The task – Go through the data below. List every line that holds the word "base".

Data supplied –
PR #9809, opened 2025-02-20
logging: Fix easylogging++ init with blank config

iamamyth:
The upstream version of el::base::TypedConfigurations::unsafeGetConfigByRef accesses uninitialized memory if a key doesn't exist. Commit b2c59af84de8d35c1eee38878053206a62756968 patched the library to throw in this case, avoiding the invalid access, but the more suitable pattern, both logically (configure with a default-initialized config shouldn't throw), and as evidenced by the behavior of unsafeGetConfigByVal, would be to return a const reference to a default-initialized value with static storage duration.

### DIFF
--- a/external/easylogging++/easylogging++.h
+++ b/external/easylogging++/easylogging++.h
@@ -1993,7 +1993,7 @@ class TypedConfigurations : public base::threading::ThreadSafe {
   }
 
   template <typename Conf_T>
-  inline Conf_T& getConfigByRef(Level level, std::unordered_map<Level, Conf_T>* confMap, const char* confName) {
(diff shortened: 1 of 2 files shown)


Tzadiko:
Correct me if I'm wrong, but [easylogging++](https://github.com/abumq/easyloggingpp) is a third-party library (it's under the `external` folder). Would it not make more sense to apply this change to their (source) repository? If we were to ever upgrade easylogging++, this change wouldn't be included.

selsta:
The project is not actively developed anymore and we have a lot of our own changes applied.

Tzadiko:
> The project is not actively developed anymore and we have a lot of our own changes applied.

Got it, I saw the git-blame showed quite a bit of our own additions. Makes sense, thanks.

selsta (approved):

tobtoht (approved):

PR #9821, opened 2025-02-25
Fix HTTP unit tests (broken with new Boost versions)

vtnerd:
I noticed on two of my test boxes that the new HTTP tests seem to fail. I tracked this down to a cap on the body size, that seems to only be enforced by newer versions of Boost. Regardless, this PR seems to fix the tests on 1.85+.

If this PR passes all tests, I will PR the same fix to the release branch.


vtnerd:
The failed test should be completely unrelated.

0xFFFC0000:
[  FAILED  ] select_outputs.exact_unlock_block 

Is unrelated to PR.

selsta (approved):

tobtoht (approved):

Your response –
The upstream version of el::base::TypedConfigurations::unsafeGetConfigByRef accesses uninitialized memory if a key doesn't exist. Commit b2c59af84de8d35c1eee38878053206a62756968 patched the library to throw in this case, avoiding the invalid access, but the more suitable pattern, both logically (configure with a default-initialized config shouldn't throw), and as evidenced by the behavior of unsafeGetConfigByVal, would be to return a const reference to a default-initialized value with static storage duration.
@@ -1993,7 +1993,7 @@ class TypedConfigurations : public base::threading::ThreadSafe {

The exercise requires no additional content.